Goodness of Wit Test #19: No Real Opposition

Inconsistency is one of the joys (and, for some, the frustrations) of the English language—irregular spelling and verb conjugation, subtleties of word order, verbs used as nouns and nouns being “verbed,” etc. One such inconsistency provides a great source of word play: false derivatives occur when a word becomes another by inappropriately applying some grammatical change. For example, since female is the feminine version of male, a false feminine could result by placing the prefix fe– in front of a word, such as line/feline or moral/femoral. Adding –er at the end of an adjective or adverb serves as a comparative, as in cold/colder. A false comparative would result from adding -er, as in should/shoulder.
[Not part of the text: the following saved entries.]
PR #652, opened 2022-01-10
pin.sh: also sort dependencies by coordinate

dhalperi:
Sorting the overall list of maven libraries by coordinate gives a stable order
with locality and makes it easy to understand/review changes.

When I wrote bazelbuild/rules_jvm_external#611, I did not believe this sort was
necessary; I think because something else was already producing dependencies in
sorted order. Maybe an upgrade to coursier or something else has changed this.

Either way, explicitly sorting by .coord is idempotent at worst, and it
guarantees the output will be sorted.

Also ran the following repinning commands, not all of which changed pinned files:

```
bazel run @unpinned_maven//:pin
bazel run @unpinned_policy_pinned_testing//:pin
bazel run @unpinned_maven_install_in_custom_location//:pin
bazel run @unpinned_json_artifacts_testing//:pin
bazel run @unpinned_unsafe_shared_cache_with_pinning//:pin
bazel run @unpinned_manifest_stamp_testing//:pin
bazel run @unpinned_regression_testing//:pin
```

### DIFF
--- a/tests/custom_maven_install/unsafe_shared_cache_with_pinning_install.json
+++ b/tests/custom_maven_install/unsafe_shared_cache_with_pinning_install.json
@@ -6,17 +6,6 @@
         "conflict_resolution": {},
         "dependencies": [
             {
-                "coord": "com.google.code.findbugs:jsr305:jar:sources:3.0.2",
-                "dependencies": [],
-                "directDependencies": [],
-                "file": "v1/https/repo1.maven.org/maven2/com/google/code/findbugs/jsr305/3.0.2/jsr305-3.0.2-sources.jar",
-                "mirror_urls": [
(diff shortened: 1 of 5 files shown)


tests/custom_maven_install/unsafe_shared_cache_with_pinning_install.json
```diff
@@ -203,10 +198,15 @@
                 "url": "https://repo1.maven.org/maven2/org/codehaus/mojo/animal-sniffer-annotations/1.17/animal-sniffer-annotations-1.17.jar"
             },
             {
-                "coord": "com.google.guava:listenablefuture:jar:sources:9999.0-empty-to-avoid-conflict-with-guava",
```
dhalperi, line 206: Example of fix: this was for some reason last instead of near the other `com.google.guava` dependencies.

jin (approved):
thank you!

PR #654, opened 2022-01-14
Bzlmod proof of concept

shs96c:
This is an exploration of whether `bzlmod` could be used to replace the existing `rules_jvm_external` workspace rules. 

TL;DR: not yet, since there's no way to express complex types such as how we handle exclusions in artifacts, but other than that things are looking hopeful.

### DIFF
--- a/examples/bzlmod/.bazelrc.example
+++ b/examples/bzlmod/.bazelrc.example
@@ -1,3 +1,2 @@
 common --experimental_enable_bzlmod
-
-build --javacopt="--release 11"
+build --java_language_version=11
--- a/examples/bzlmod/java/src/com/github/rules_jvm_external/examples/bzlmod/BUILD
+++ b/examples/bzlmod/java/src/com/github/rules_jvm_external/examples/bzlmod/BUILD
@@ -6,6 +6,5 @@ java_binary(
     deps = [
         artifact("com.google.guava:guava"),
         artifact("org.seleniumhq.selenium:selenium-api"),
-        artifact("org.seleniumhq.selenium:selenium-chrome-driver"),
     ],
 )
--- a/examples/bzlmod/java/src/com/github/rules_jvm_external/examples/bzlmod/Main.java
+++ b/examples/bzlmod/java/src/com/github/rules_jvm_external/examples/bzlmod/Main.java
@@ -22,6 +22,6 @@ public class Main {
         // Make sure we can import something from the selenium-api jar
         // We don't want to fire up a full driver, because we might not
         // have access to the binaries.
-        WebDriver = null;
+        WebDriver driver = null;
     }
 }


MODULE.bazel
```diff
@@ -0,0 +1,33 @@
+module(
+    name = "rules_jvm_external",
+    version = "1.0"
+)
+
+bazel_dep(name = "bazel_skylib", version = "1.1.1")
+bazel_dep(name = "rules_java", version = "5.0.0")
```
jin, line 7: What are we using rules_java for? IIUC the Starlark rewrite uses "builtins" to manage migration now, so no need for rules_java loads.

private/extensions/http_file.bzl
```diff
@@ -0,0 +1,34 @@
+load("@bazel_tools//tools/build_defs/repo:http.bzl", bazel_http_file = "http_file")
+
+http_download = tag_class(
```
jin, line 3: Seems like this should be part of skylib or something

private/extensions/maven.bzl
```diff
@@ -0,0 +1,80 @@
...
+            default = ["https://repo1.maven.org/maven2"],
+        ),
+    }
+)
+
+def _maven_impl(mctx):
+    # Gather the artifacts
+    repos = {}
+
+    for mod in mctx.modules:
```
jin, line 26: This is exciting :) have you tried making this work in a transitive project environment?

marcguilera:
Is this actively being worked on? Would be cool to see :)

yuanweixin:
I am curious what is the timeline/deadline for migrating to bzlmod, if one exist? I peeked at the other language rules but didn't spot code or pull requests like this one.

shs96c:
This is being actively worked on. It fell down my list or priorities, but it's back there now :)

shs96c:
This PR depends on some of the other ones I've filed in the repo, but the `bzl` files are ready for review.

Wyverald (approved):
I had a brief look and the usages of Bzlmod stuff seem pretty good to me. I didn't look at the precise business logic but that's kind of outside my purview anyway. Ship it :)

private/extensions/maven.bzl
```diff
@@ -0,0 +1,348 @@
...
+            for repository in parse.parse_repository_spec_list(install.repositories):
+                repo_string = _json.write_repository_spec(repository)
+                if repo_string not in existing_repos:
+                    existing_repos.append(repo_string)
+            repo["repositories"] = existing_repos
+
+            if install.lock_file:
+                lock_file = repo.get("lock_file")
+                if lock_file and lock_file != install.lock_file:
+                    fail("There can only be one lock file. Values were %s and %s" % (lock_file, install.lock_file))
```
jin, line 222: suggestion: "There can be only one lock file for the repo %s"

private/extensions/maven.bzl
```diff
@@ -0,0 +1,348 @@
...
+
+            existing_artifacts.append(to_add)
+            repo["artifacts"] = existing_artifacts
+            repos[artifact.name] = repo
+
+        for install in mod.tags.install:
+            repo = repos.get(install.name, {})
+
+            artifacts = repo.get("artifacts", [])
+            repo["artifacts"] = artifacts + install.artifacts
```
jin, line 210: Does this mean that if module A depends on module B, and both A and B has `maven.install` that use the same `install.name`, their artifacts will be flattened into the same list?

jin (approved):

PR #657, opened 2022-01-17
Don't use jcenter.bintray.com in test, it is sort of EOL

dmivankov:
Replace with https://repo1.maven.org/maven2

Test can time out fetching from jcenter like in
https://buildkite.com/bazel/rules-jvm-external/builds/2461#c70711ec-e59f-48e9-b925-7d755a014070

It seems that in the end it is supposed to be maintained as read-only but atm times out
https://jfrog.com/blog/into-the-sunset-bintray-jcenter-gocenter-and-chartcenter/

### DIFF
--- a/WORKSPACE
+++ b/WORKSPACE
@@ -420,7 +420,7 @@ maven_install(
         "com.google.code.findbugs:jsr305:3.0.2",
     ],
     repositories = [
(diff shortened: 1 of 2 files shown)


jin (approved):

jin:
thank you!

PR #659, opened 2022-01-19
Use bazel's native json decode method

shs96c:
This means that `rules_jvm_external` is only compatible with
Bazel 4 and later. That shipped on 2021-01-21, and so should
be widely adopted already. Older versions of this ruleset
will continue to work for repos using older versions of Bazel
so it's not removing any existing functionality, and the new
Bazel 5 release should have already shipped.
    
The main reason for doing this is that the native json
decoding is significantly faster than the starlark-based one.
    
The following options were explored as alternatives:
    
1. Making the `json_parse` method check the bazel version and
   optionally use the `json` module if it was present. This
   doesn't work because of
   https://github.com/bazelbuild/bazel/issues/12735
2. Create a `json` repository rule that creates a repo that
   exposes a `json.bzl` file that delegates to the native
   `json` module if present, or the starlark one if not
   (as determined by looking at the major version number of
   bazel). This doesn't work because `maven_install` is used
   by RJE's own `repositories.bzl` file, so there's no chance
   to load the repository rule before it's needed.


coursier.bzl
```diff
@@ -132,7 +122,9 @@ def _execute(repository_ctx, cmd, timeout = 600, environment = {}, progress_mess
 # The representation of a Windows path when read from the parsed Coursier JSON
 # is delimited by 4 back slashes. Replace them with 1 forward slash.
 def _normalize_to_unix_path(path):
-    return path.replace("\\\\", "/")
+    if path == None:
```
jin, line 125: Why this change? Seems error prone to have `None` paths being passed around.

coursier.bzl
```diff
@@ -227,7 +219,7 @@ def _compute_dependency_tree_signature(artifacts):
         if artifact["file"] != None:
             artifact_group.extend([
                 artifact["sha256"],
-                artifact["file"],
+                artifact["file"].replace("\\", "/"),  # Make sure we represent files in a stable way cross-platform
```
jin, line 222: why not use `_normalize_to_unix_path`? here and below

jin (approved):
nice! some nits.

coursier.bzl
shs96c: Just being paranoid. I'll back it out.

coursier.bzl
shs96c: Done

PR #236, opened 2022-01-27
Allow user to supply loop to App.run, ensure it closes

darrenburns:


src/textual/app.py
```diff
@@ -227,13 +221,28 @@ def run(
...
 
         async def run_app() -> None:
             app = cls(screen=screen, driver_class=driver, **kwargs)
             await app.process_messages()
 
-        asyncio.run(run_app())
+        if loop:
+            asyncio.set_event_loop(loop)
+        else:
+            try:
```
willmcgugan, line 234: I think this installs uvloop globally. Perhaps it would be better to create a instance of the UVLoop?

https://uvloop.readthedocs.io/user/index.html

src/textual/app.py
```diff
@@ -227,13 +221,28 @@ def run(
             console (Console, optional): Console object. Defaults to None.
             screen (bool, optional): Enable application mode. Defaults to True.
             driver (Type[Driver], optional): Driver class or None for default. Defaults to None.
+            loop (): Event loop to run the application on. If not specified, uvloop will be used.
```
willmcgugan, line 224: Can you also put the type here.

src/textual/app.py
darrenburns: Probably better yeah, done

willmcgugan (approved):
Great. Small request.

src/textual/app.py
darrenburns: Not sure how that happened 😅

PR #240, opened 2022-01-28
Little refactor

UltraStudioLTD:
Why don't we combine 33rd and 34th lines https://github.com/Textualize/textual/blob/32a3bea47fc15e1f0f1a7e1560abecd150fbe016/src/textual/app.py#L33-L34 into one line using walrus operator? It increases speed and performance (although not quit noticeably but in **Python** every ms counts)

IMG_20220128_153805

### DIFF
--- a/src/textual/app.py
+++ b/src/textual/app.py
@@ -30,8 +30,7 @@ from .view import View
 from .views import DockView
 from .widget import Widget, Reactive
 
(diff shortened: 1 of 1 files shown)


willmcgugan:
Textual runs on Py3.7 which doesn't support walrus operator.

PR #246, opened 2022-01-31
Underline bar renderable

### LINKED ISSUE #238: Implement a bar renderable for tabbed dialogs
Implement a renderable used to underline tabs in a tabbed dialog.

This renderable should use the same unicode characters as Rich progress bars. It should render a line with a portion in a different color extending from p1 to p2.

Also add the option to not render the highlight and just the background bar.

Suggested interface:

```python
class TabUnderline:
    def __init__(self, highlight: tuple[float, float] | None = None, color1: Color, color2: Color):
        ...
```

darrenburns:
Naming is hard :) more than happy to hear suggestions for the params etc.

Closes #238


willmcgugan (approved):
👍

PR #247, opened 2022-02-01
fix `examples/simple.py` Windows compatibility

mhils:
On Windows, the default encoding used by Python sadly is cp1252. We want to force UTF-8 here (as it is the default on macOS/Linux), otherwise the README cannot be read.


willmcgugan:
Thanks!

PR #250, opened 2022-02-01
Tokenise CSS variables

darrenburns:
Implements tokenisation of SASS-like variables.

Variables can be declared with values at the root scope, and you can refer to these variables inside any rule or variable declaration.


darrenburns:
@willmcgugan have modified the tokenisation as agreed

willmcgugan (approved):
Excellent. And well tested!

PR #258, opened 2022-02-03
Variable support in CSS

darrenburns:
Allows users to use variables in CSS files. See `dev_sandbox.scss` for some examples.


src/textual/css/parse.py
```diff
@@ -205,9 +204,102 @@ def parse_declarations(css: str, path: str) -> Styles:
...
+        token = next(tokens, None)
+        if token is None:
+            break
+        if token.name == "variable_name":
+            variable_name = token.value[1:-1]  # Trim the $ and the :, i.e. "$x:" -> "x"
+            yield token
+
+            # Store the tokens for any variable definitions, and substitute
+            # any variable references we encounter with them.
+            leading_whitespace = True
```
willmcgugan, line 246: I reckon this can be simplified to avoid that `leading_whitespace` variable.

Could you have a loop prior to this which first gets all whitespace from the iterator until it reaches one of the variable tokens.

src/textual/css/parse.py
```diff
@@ -205,9 +204,102 @@ def parse_declarations(css: str, path: str) -> Styles:
...
+                    break
+                # For variables referring to other variables
+                elif token.name == "variable_ref":
+                    ref_name = token.value[1:]
+                    if ref_name in variables:
+                        variable_tokens = variables[variable_name]
+                        reference_tokens = variables[ref_name]
+                        variable_tokens.extend(reference_tokens)
+                        ref_location = token.location
+                        ref_length = cell_len(token.value)
```
willmcgugan, line 265: Is this definitely the cell length you need here? I would have thought it would be the number of characters that is relevant.

src/textual/css/parse.py
```diff
@@ -205,9 +204,102 @@ def parse_declarations(css: str, path: str) -> Styles:
     return styles_builder.styles
 
 
-def parse(css: str, path: str) -> Iterable[RuleSet]:
+def _is_whitespace(token: Token) -> bool:
```
willmcgugan, line 207: Is this used?

src/textual/css/parse.py
```diff
@@ -205,9 +204,102 @@ def parse_declarations(css: str, path: str) -> Styles:
...
+                            length=ref_length,
+                        )
+                    )
+            else:
+                raise _unresolved(variable_name=variable_name, location=token.location)
+        else:
+            yield token
+
+
+def parse(css: str, path: str) -> Iterable[RuleSet]:
```
willmcgugan, line 301: Would you mind giving this a docstring while you're in this code.

willmcgugan (changes requested):
Looks good. Didn't need to run it, think I grok it after your explanation. Just a few requests.

src/textual/css/parse.py
darrenburns: This was making the assumption that variables of "string" type could have non-ASCII values, which admittedly I'm not sure about. If the value is out-with ASCII, don't we want to know how many cells wide it is so that we can highlight all of those cells? If we take the `len`, we may end up highlighting more cells than required.

src/textual/css/parse.py
darrenburns: Nope, good spot

willmcgugan (approved):
LGTM

PR #155, opened 2021-10-27
Fix project description not being shown on PyPI

wasi-master:
Adds the [readme parameter](https://python-poetry.org/docs/pyproject/#readme) to [`pyproject.toml`](https://github.com/willmcgugan/textual/blob/main/pyproject.toml)

The readme parameter is used to provide the full description of the project (i.e. the README). For more info see [this](https://www.python.org/dev/peps/pep-0621/#readme)

Fixes https://github.com/willmcgugan/textual/issues/147

PR #265, opened 2022-02-06
Add README to PyPI

MartinThoma:
Currently, when you go to https://pypi.org/project/textual/ it looks like this:

image

With this PR (+ a new version added to PyPI with those changes), there should be the README.

I'm not 100% certain, but the following indicates it might work: https://github.com/python-poetry/poetry/issues/1979


willmcgugan:
THanks

wasi-master:
I had the same pr (#155) around 5 months ago, Looks like Will forgot to notice. No worries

Here are some other examples of false derivatives:

  • False feminine: matter, mattress (analogy: waiter, waitress)
  • False plural: inter, interim (analogy: cherub, cherubim)
  • False comparative: limb, limber (analogy: cold, colder)
  • False superlative: earn, earnest; ever, Everest (analogy: cold, coldest)
  • False antecedent: sent, present (analogy: heat, reheat); sting, foresting (analogy: father, forefather)
  • False reiterative: treat, retreat (analogy: read, reread)
  • False past tense: worst, worsted (analogy: edit, edited)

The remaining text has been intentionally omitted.